Die zwölf Parameter „für Hundertjährige“ unter der Linse
Bei den in der Studie untersuchten Biomarkern handelt es sich um 12 Blutparameter, die aufgrund ihrer Relevanz in Bezug auf Alterungsprozesse und Mortalität ausgewählt wurden. Hier sind sie zusammengefasst:
Harnsäure: ein Abfallprodukt des Stoffwechsels, das mit entzündlichen Prozessen verbunden ist.
Gesamtcholesterin und Glukose: Indikatoren für den Stoffwechsel- und Funktionsstatus.
Alanin-Aminotransferase (ALT), Aspartat-Aminotransferase (AST), Albumin, Gamma-Glutamyltransferase (GGT), alkalische Phosphatase (ALP) und Laktatdehydrogenase (LDH): Marker der Leberfunktion.
Kreatinin: ein Indikator für die Nierenfunktion.
Eisen e Gesamteisenbindungskapazität (TIBC): Parameter im Zusammenhang mit Anämie.
Albumin: ein Indikator für den Ernährungszustand.

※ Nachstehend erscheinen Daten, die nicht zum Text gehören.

PR #1791, opened 2023-06-06
Tests: ensure repeatable test of get_draws

DougBurke:
# Summary

Ensure tests of get_draws use a fixed seed to make the results reproducible. There is no functional changes in this commit.

# Details

This was noted when working on #1772 and one CI run failed. I note that it will need updating once #1735 gets approved but that is a problem for #1735.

Ein breites und vielfältiges Spektrum, das viele Schlüsselaspekte der menschlichen Physiologie abdeckt, von Entzündungen über den Energiestoffwechsel bis hin zur Funktionalität lebenswichtiger Organe wie Leber und Nieren. Alles Elemente, die nach heutigem Wissensstand den Alterungsprozess und die Lebensdauer maßgeblich beeinflussen können. Wie sehen diese Werte bei Hundertjährigen aus?
Subtile, aber signifikante Unterschiede
Eine vergleichende Analyse der Blutprofile ergab einige statistisch signifikante Unterschiede zwischen Hundertjährigen und Nicht-Hundertjährigen. Insbesondere die „Highlanders“ tendenziell niedrigere Glukose-, Kreatinin- und Harnsäurewerte ab dem 60. Lebensjahr. Allerdings weichen sie kaum von den Durchschnittswerten ihrer weniger langlebigen Artgenossen, den Hundertjährigen, ab Sie zeigten bei den meisten Biomarkern selten extreme Werte (sehr hoch oder sehr niedrig).

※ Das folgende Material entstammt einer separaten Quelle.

PR #1793, opened 2023-06-08
XSPEC move from the xsFortran API to the FunctionUtility API (where possible)

### LINKED ISSUE #1225: XSPEC: change from FORTRAN/C to C++ for utility routines

DougBurke:
# Summary

Internal change to the XSPEC interface to use the FunctionUtility C++ API rather than the XSFortran API. Fix #1225.

# Details

I've found (since writing all this) a new-ish document providing some level of documentation on the C++ and FORTRAN interfaces: https://heasarc.gsfc.nasa.gov/docs/xanadu/xspec/internal/XspecInternalFunctionsGuide.html

Now we have XSPEC 12.12.0 as the minimum-supported version we can use the FunctionUtility C++ API rather than the xsFortran API. To simplify things, this PR just focuses on switching APIs. It does not try to take advantage of the API that would let us do things we currently can't do, as that is left for #1615 . I also explored removing all references to `xsFortran.h` but the table-model support changed significantly between XSPEC 12.12.0 and 12.12.1 and it's too hard to write code that will run with 12.12.0. I will note that I think the code changes are worthwhile doing (the new code is simpler) even without really changing much for the user.

The XSPEC documentation doesn't provide a changelog for when features are added or changed for these APIs, so I am assuming that we are compatible with XSPEC 12.12.0, as I'm currently developing against 12.13.0 (but at the time this code was written I did have access to 12.12.0 builds). I am relying on the CI runs to check for backwards compatibility (and I have done some spot checks to see what is present in 12.12.0 and I believe we should be okay).

Technically there should be no differences, but there is at least one: prior to this we have

```
>>> xspec.set_xsxsect("not-a-number")

***XSPEC Error:  No Initializer for  cross section table named not-a-number
  File "/home/dburke/micromamba/envs/ciao415-py310/lib/python3.10/site-packages/sherpa/astro/xspec/__init__.py", line 497, in set_xsxsect
    _xspec.set_xsxsect(name)
ValueError: could not set XSPEC photoelectric cross-section to 'not-a-number'
```

whereas we now hide the "XSPEC Error" line:

```
>>> xspec.set_xsxsect("not-a-number")
  File "/lagado.real/sherpa/sherpa-main/sherpa/astro/xspec/__init__.py", line 815, in set_xsxsect
    _xspec.set_xsxsect(name)
ValueError: could not set XSPEC photoelectric cross-section to 'not-a-number'
```

I don't think this is worth highlighting in the release notes or documentation (as we've never guaranteed what happens when we call an XSPEC routine I claim we can make changes with abandon for features people are not likely to hit).

# Notes

In a discussion with HEASARC (August 23 2023) when talking about moving over to FunctionUtility or staying with the xsFortran interface, the suggestion was

> It would be a good idea to move away from xsFortran. I try to add everything in FunctionUtility to xsFortran but it is not always possible.

### DIFF
--- a/sherpa/astro/xspec/src/_xspec.cc
+++ b/sherpa/astro/xspec/src/_xspec.cc
@@ -23,6 +23,9 @@
 #include <iostream>
 #include <fstream>
 
+// Documentation for the "XSPEC internal functions" is at
+// https://heasarc.gsfc.nasa.gov/docs/xanadu/xspec/internal/XspecInternalFunctionsGuide.html
+//
 // xsfortran is only needed to support FNINIT as there's (as of XSPEC 12.13.0)
 // no version of this functionality in FunctionUtility.
 //
@@ -63,13 +66,6 @@ static int _sherpa_init_xspec_library()
   }
 
   // Redirect the stdout channel for the duration of the FNINIT call.
-  // The replacement is set to ostringstream so that we can find out
-  // what was sent to it in case of emergency (but would need code
-  // changes to do this). This used to be done by manually replacing
-  // the std::cout buffer.
-  //
-  // Note that only FNINIT needs this, as the FunctionUtility calls do
-  // not create string output (at least for 12.12.x/12.13.0).
   //
   std::ostream* outStream = IosHolder::outHolder();
   std::ostringstream tmpStream;
@@ -78,7 +74,7 @@ static int _sherpa_init_xspec_library()
 			IosHolder::errHolder());
 
   try {
-    // Initialize XSPEC model library
+    // Initialize XSPEC model library.
     FNINIT();
 
   } catch(...) {
@@ -86,7 +82,11 @@ static int _sherpa_init_xspec_library()
 			  outStream,
 			  IosHolder::errHolder());
 
-    // Raise appropriate error message that XSPEC initialization failed.
+    // The contents of tmpStream could be inspected to see if it
+    // contains useful information for the user, but at this point of
+    // the initialization it is not obvious that it would provide any
+    // extra information.
+    //
     PyErr_SetString( PyExc_ImportError,
 		     (char*)"XSPEC initialization failed; "
 		     "check HEADAS environment variable" );
@@ -97,15 +97,11 @@ static int _sherpa_init_xspec_library()
 			outStream,
 			IosHolder::errHolder());
 
-  // We used to set the chatter to 0 but this misses useful info
-  // (like XSPEC can't find the data files) that would be reported
-  // by XSPEC, so use the default XSPEC setting. It does not appear
-  // that this value is read in from ~/.xspec/Xspec.init so set
-  // it here so we have repeatable behavior.
+  // Set a number of values to their XSPEC defaults (as of XSPEC
+  // 12.14.1, but they have not changed for a long time). It appears
+  // these are not read in from the user's ~/.xspec/Xspec.init file.
   //
   FunctionUtility::xwriteChatter( 10 );
-
-  // Set cosmology initial values to XSPEC initial values
   FunctionUtility::setH0( 70.0 );
   FunctionUtility::setq0( 0.0 );
   FunctionUtility::setlambda0( 0.73 );
--- a/sherpa/astro/xspec/src/_xspec.cc
+++ b/sherpa/astro/xspec/src/_xspec.cc
@@ -23,90 +23,19 @@
 #include <iostream>
 #include <fstream>
 
-// The symbols listed in XSPEC version 12.9.1
-// at https://heasarc.gsfc.nasa.gov/xanadu/xspec/manual/XSappendixExternal.html
-// are given below. Note that this is the C/FORTRAN interface, not the
-// more-featureful FunctionUtility module.
+// xsfortran is only needed to support FNINIT as there's (as of XSPEC 12.13.0)
+// no version of this functionality in FunctionUtility.
 //
-// Functions which are used below:
-// FNINIT	Initializes data directory locations needed by the models. See below for a fuller description.
-// FGABND	Get an element abundance.
-// FGCHAT	Get current chatter level setting for model functions' output verbosity.
-// FPCHAT	Set the chatter level. Default is 10, higher chatter levels produce more output.
-// FGMSTR	Get a model string value (see XSPEC xset command).
-// FPMSTR	Set a model string value.
-// FGDATD	Get the model .dat files path.
-// FPDATD	Set the model .dat files path.
-// FGMODF	Get the model ion data path.
-// FPSLFL	Load values of a file solar abundance table (see abund command).
-// FGSOLR	Get the solar abundance table setting.
-// FPSOLR	Set the solar abundance table.
-// FGXSCT	Get the cross section table setting.
-// FPXSCT	Set the cross section table.
-// csmgh0	Get the cosmology H$_0$ setting (see the cosmo command).
-// csmph0	Set H$_0$.
-// csmgl0	Get $\Lambda_0$.
-// csmpl0	Set $\Lambda_0$.
-// csmgq0	Get q$_0$.
-// csmpq0	Put q$_0$.
-// xs_getVersion (or xgvers)	Retrieve XSPEC's version string.
-//
-// Functions which are not wrapped as their functionality is available:
-// RFLABD	Read abundance data from a file, then load and set this to be the current abundance table. (Essentially this combines a file read with the FPSLFL and FPSOLR functions.)
-//
-// Functions not wrapped as not felt to be that useful:
-// fzsq	Computes the luminosity distance, (c/H$_0$)*fzsq. The function is valid for small values of q$_0$*z for the case of no cosmological constant and uses the approximation of Pen (1999 ApJS 120, 49) for the case of a cosmological constant and a flat Universe. The function is not valid for non-zero cosmological constant if the Universe is not flat.
-//
-// Functions not wrapped since they are not useful as is (they need
-// functionality from 12.9.1 to set the XFLT keywords):
-// DGFILT	Get a particular XFLT keyword value from a data file.
-// DGNFLT	Get the number of XFLT keywords in a data file.
-//
-// Other symbols in xsFortran.h are:
-// DGQFLT       Does a XFLT keyword exist?
-// PDBVAL       Set a database value
-//
-// Symbols in 12.9.1/HEASOFT 6.22 but not in 12.9.0/HEASOFT 6.19
-// FGABNZ
-// FGTABN
-// FGTABZ
-// FGELTI
-// FGNELT
-// FGABFL
-// FPABFL
-// FGAPTH
-// FPAPTH
-// csmpall
-// DPFILT
-// DCLFLT
-// GDBVAL
-// CDBASE
-// FGATDV
-// FPATDV
-//
-// These seem unlikely to be useful for Sherpa
-// xs_getChat
-// xs_write
-// xs_read
-//
-// These are numeric functions which we should have available elsewhere
-// xs_erf
-// xs_erfc
-// gammap
-// gammq
-//
-// TODO:: switch to C++ FuntionUtility interface rather than use xsFortran.h
-//
+#include <XSFunctions/Utilities/xsFortran.h>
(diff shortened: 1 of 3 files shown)


DougBurke:
I tried to remove the xsFortran.h include in `xspec_extension.hh`, as it's only needed for the `tabint` code, but it turns out that XSPEC 12.12.0 does not have `FunctionUtility::tableInterpolate`, and although there's likely a way to access it it is not going to be "nice", so I'm dropping this idea for now.

```
% git diff sherpa/include/
diff --git a/sherpa/include/sherpa/astro/xspec_extension.hh b/sherpa/include/sherpa/astro/xspec_extension.hh
index 9232a8c1..48afb3b7 100644
--- a/sherpa/include/sherpa/astro/xspec_extension.hh
+++ b/sherpa/include/sherpa/astro/xspec_extension.hh
@@ -34,21 +34,8 @@
 
 #include "sherpa/fcmp.hh"
 
+#include <XSFunctions/Utilities/FunctionUtility.h>
 #include <XSFunctions/Utilities/funcType.h>
-#include <XSFunctions/Utilities/xsFortran.h>
-
-// The table interface is defined in XSPEC 12.12.1 in xsFortran.h
-// (and uses const parameters) but it is not defined in 12.12.0.
-//
-#ifndef XSPEC_12_12_1
-extern "C" {
-
-  void tabint(float* ear, int ne, float* param,
-             int npar, const char* filenm, int ifl,
-             const char* tabtyp, float* photar, float* photer);
-
-}
-#endif
 
 
 namespace sherpa { namespace astro { namespace xspec {
@@ -811,31 +798,54 @@ static void create_output(int nbins, T &a, T &b) {
         xspecTableModelTabint( ) : xspecTableModelBase(1) { }
         void call_xspec( std::vector<FloatArrayType>& fear,
                          FloatArray& pars, npy_intp npars,
-                         char* filename, char*tabtype,
+                         char* filename, char* tabtype,
                          FloatArray& result ) {
-          tabint( &fear[0], this->npts, &pars[0], npars,
-                  filename, this->ifl, tabtype,
-                  &result[0], &this->error[0] );
-        }
-      }; // class xspecTableModelTabint
-
-      //
-      // In theory the following should work but have not tested, yet
-      //
-      // template<XSpecFuncVal XSpecFunc>
-      // class xspecTableModel : public xspecTableModelBase {
-      // public:
-      //   xspecTableModel( ) : xspecTableModelBase(1) { }
-      //   void call_xspec( std::vector<FloatArrayType>& fear,
-      //                    FloatArray& pars, npy_intp npars,
-      //                    int char* filename, char*tabtype,
-      //                    FloatArray& result ) {
-      //     XSpecFunc( &fear[0], this->npts, &pars[0], filename,
-      //                this->ifl, &result[0], &this->error[0] );
 
-      //   }
+         // For the moment copy the xsFortran tabint routine, but a
+         // future enhancement would be to move to an interface that
+         // uses XSPEC RealArray arguments directly (this is something
+         // we could take advantage of with a number of other models).
+         //
+         // From include/xsType.h we have
+         //
+         //     typedef double Real;
+         //     typedef std::valarray<Real> RealArray;
+         //
+         // but Sherpa arrays are (FloatArray is specific to this
+         // file, the DoubleArray is defined in sherpa/extension.hh)
+         //
+         //      typedef sherpa::Array< float, NPY_FLOAT > FloatArray;
+         //      typedef float FloatArrayType;
+         //
+         //      typedef double SherpaFloat;
+         //      typedef sherpa::Array< double, NPY_DOUBLE > DoubleArray;
+         //      typedef DoubleArray SherpaFloatArray;
+         //
+         string fileName(filename);
+         string initString("");
+         string tableType(tabtype);
+
+         const size_t npts1 = this->npts + 1;
+         RealArray energyArray(.0, npts1);
+         RealArray parameters(npars);
+         RealArray fluxArray, fluxErrArray;
+
+         for (size_t i=0; i<npts1; i++) energyArray[i] = fear[i];
+         for (size_t i=0; i<(size_t)npars; i++) parameters[i] = pars[i];
+
+         FunctionUtility::tableInterpolate(energyArray, parameters, fileName, ifl,
+                                           fluxArray, fluxErrArray, initString,
+                                           tableType, true);
+
+         for (size_t i=0; i<(size_t)this->npts; i++) result[i] = fluxArray[i];
+         if ( fluxErrArray.size() > 0 ) {
+           for (size_t i=0; i<(size_t)this->npts; i++) this->error[i] = fluxErrArray[i];
+         } else {
+           for (size_t i=0; i<(size_t)this->npts; i++) this->error[i] = 0.0;
+         }
 
-      // }; // class xspecTableModel
+        }
+      }; // class xspecTableModelTabint
 
 
```

DougBurke:
@wmclaugh unfortunately you are on the hook for this as this is firmly in the C++ camp. There is a follow-up PR - #1615 - but that is still experimental and I wanted to get these changes into the system sooner rather than wait for the follow-up work. It is also a chance to make any C++ changes we might want, but I'm no C++ guru so I am not really making significant changes.

DougBurke:
Rebased to address a simple test conflict and because of recent updates to the XSPEC versions ran in CI

hamogu:
needs review by someone with C++ knowledge, target date for review: middle of 2024

DougBurke:
Rebased to address a conflict in #1615 which is based on this PR.

DougBurke:
Rebased to address for conflicts in #1998 but also to pick up other build changes.

DougBurke:
Rebased as #1997 has been merged (there's no conflicts, but I just want to make sure we test the latest version).

DougBurke:
Interesting. I had to re-run the macOS build two times to get the tests to pass - they just segfaulted during the XSPEC tests. I'm guessing there's a memory issue in a XSPEC model, but it's really hard to pin this particular issue down (previous debugging scars to show it)...

DougBurke:
Rebased on top of #2052

DougBurke:

DougBurke:
Rebased to address a conflict in #1615

sherpa/astro/xspec/src/_xspec.cc
```diff
@@ -133,262 +62,118 @@ static int _sherpa_init_xspec_library()
...
-  // Stream buffer for redirected stdout
-  std::streambuf* cout_sbuf = NULL;
-  std::ofstream fout;
+  // Redirect the stdout channel for the duration of the FNINIT call.
+  // The replacement is set to ostringstream so that we can find out
+  // what was sent to it in case of emergency (but would need code
+  // changes to do this). This used to be done by manually replacing
+  // the std::cout buffer.
+  //
+  // Note that only FNINIT needs this, as the FunctionUtility calls do
```
wmclaugh, line 71: Does this only need to be handled for FNINIT? I see the same stream handling applied elsewhere in this file (although for STDERR instead of STDOUT)

sherpa/astro/xspec/src/_xspec.cc
```diff
@@ -133,262 +62,118 @@ static int _sherpa_init_xspec_library()
...
-  char version[256];
-  int retval;
-
-  try {
+  IosHolder::setStreams(IosHolder::inHolder(),
+			outStream,
+			IosHolder::errHolder());
 
-    retval = xs_getVersion(version, 256);
+  // We used to set the chatter to 0 but this misses useful info
```
wmclaugh, line 100: I would suggest changing 'misses' to something along the lines of drops or obscures since the 0 level chatter actually filters out the info as intended.

sherpa/astro/xspec/src/_xspec.cc
DougBurke: I'll have to review, as it's been a while since I last looked at it. My guess is

1. I had hoped that we could avoid this entirely
2. but we can't, so we could wrap it neatly
3. but then you realize some other routine needs something similar and you don't update the existing documentation

DougBurke:
I've hopefully cleaned up the documnetation for the initialization step. I've also added a link to the new XSPEC documentation on the xsFortran/FunctionUtility interface at https://heasarc.gsfc.nasa.gov/docs/xanadu/xspec/internal/XspecInternalFunctionsGuide.html

sherpa/include/sherpa/astro/xspec_extension.hh
```diff
@@ -79,19 +79,10 @@ namespace sherpa { namespace astro { namespace xspec {
 typedef sherpa::Array< float, NPY_FLOAT > FloatArray;
 typedef float FloatArrayType;
 
-// Try and support the use of std::transform while still building
-// against C++-98 compilers.
-//
-#if __cplusplus > 199711L
-#define CONVERTARRAY(orig, out, npts)					\
+// Assume std::transform is available on any system we support
```
wmclaugh, line 82: The source fails to compile on my mac intel running clang++ 15.0.0 with std=c++98. 

    In file included from sherpa/astro/xspec/src/_xspec.cc:22:
    sherpa/include/sherpa/astro/xspec_extension.hh:631:11: error: expected expression
          CONVERTARRAY(this->ear, fear);
          ^
    sherpa/include/sherpa/astro/xspec_extension.hh:85:24: note: expanded from macro 'CONVERTARRAY'
                       [](const double val) -> FloatArrayType { return static_cast<FloatArrayType>(val); });

When compiling without your changes  my builds pick up the else case of the macro (ie. __cplusplus == 199711L) when defining CONVERTARRAY.  Replacing lines 82-85 with the following works for my build:

float d2f_convert (double dd) { return static_cast<float>(dd); }
#define CONVERTARRAY(orig, out)                                        \
        std::transform(std::begin(orig), std::end(orig), std::begin(out), d2f_convert);

DougBurke: gah. But yay for testing!

DougBurke: One question is whether we want to support building with `--std=c++98`? We don't really document the supported C++ or C versions, but I thought we were aiming for something like `--std=c++11`?

DougBurke: Of course, the easiest solution is to just revert this particular change.

wmclaugh: On my machine, clang (15.0.0) defaults to using __cplusplus == 199711L (the c++98 standard) and ignores the CXXFLAGS env var. Direct specification of '-std=c++11' on the commandline appears successful from the clang commandline.   As such, I would not suggest not dropping support of c++98 standard until we have a compelling reason to do so (ie. we need to take advantage of features only supported in a newer standard). I'm OK with reverting the code which has the ifdef to not use lambda expressions (introduced in c++11) when compiling against c++98.

sherpa/astro/xspec/src/_xspec.cc
DougBurke: Hopefully the documentation for this routine is better. It's actually a "less is more" since much of the comments were describing how it has changed behaviour, but we don't really care about the old code now.

sherpa/include/sherpa/astro/xspec_extension.hh
DougBurke: So I've reverted this commit.

wmclaugh (approved):

DougBurke:
Thanks for the review @wmclaugh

Beispielsweise hatten nur sehr wenige Hundertjährige im Alter hohe Glukosewerte größer als 6,5 mmol/L oder Kreatinin über 125 µmol/L. Schwellenwerte, die zwar innerhalb der Norm für die Allgemeinbevölkerung liegen, aber mit einer geringeren Wahrscheinlichkeit verbunden zu sein scheinen, das 100. Lebensjahr zu erreichen.
Interessanterweise zeigten sowohl Hundertjährige als auch Nicht-Hundertjährige bei vielen Parametern häufig Werte außerhalb des von klinischen Leitlinien als normal angesehenen Bereichs. Diese Daten deuten darauf hin, dass diese Leitlinien, die auf jüngeren und gesünderen Bevölkerungsgruppen basieren, für Personen über neunzig möglicherweise nicht völlig ausreichend sind.
Hundertjährige, ein komplexes Wahrscheinlichkeitsspiel
Doch welchen Einfluss haben diese Biomarker tatsächlich auf die Wahrscheinlichkeit, ein Hundertjähriger zu werden? Um das herauszufinden, teilten die Forscher die Stichprobe basierend auf den Werten der einzelnen Parameter in fünf Gruppen (Quintile) ein und verglichen dann die Prozentsätze der Hundertjährigen in jeder Gruppe.
Es zeichnet sich ein vielschichtiges Bild ab, bei dem ein zu niedriger Gesamtcholesterin- und Eisenspiegel oder ein zu hoher Glukose-, Kreatinin-, Harnsäure- und Lebermarkerspiegel mit einer geringeren Wahrscheinlichkeit, 100 Jahre alt zu werden, verbunden zu sein scheint. Unterschiede, die in absoluten Zahlen manchmal subtil sind (in der Größenordnung von einigen Prozentpunkten), aber statistisch signifikant.
Nehmen wir zum Beispiel Harnsäure: Im Quintil mit den niedrigsten Werten haben 4 % der Menschen das Alter von 1,5 Jahren erreicht. Im Quintil mit den höchsten Werten sind es nur 2,5 %. Eine Lücke von XNUMX Prozentpunkten, die zwar nicht sehr groß ist, aber auf einen möglichen Zusammenhang zwischen diesem Entzündungsmarker und einer außergewöhnlichen Langlebigkeit hindeutet.
Um es klar zu sagen: Wir befinden uns immer noch im Bereich der statistischen Korrelationen und nicht im Bereich nachgewiesener Kausalzusammenhänge.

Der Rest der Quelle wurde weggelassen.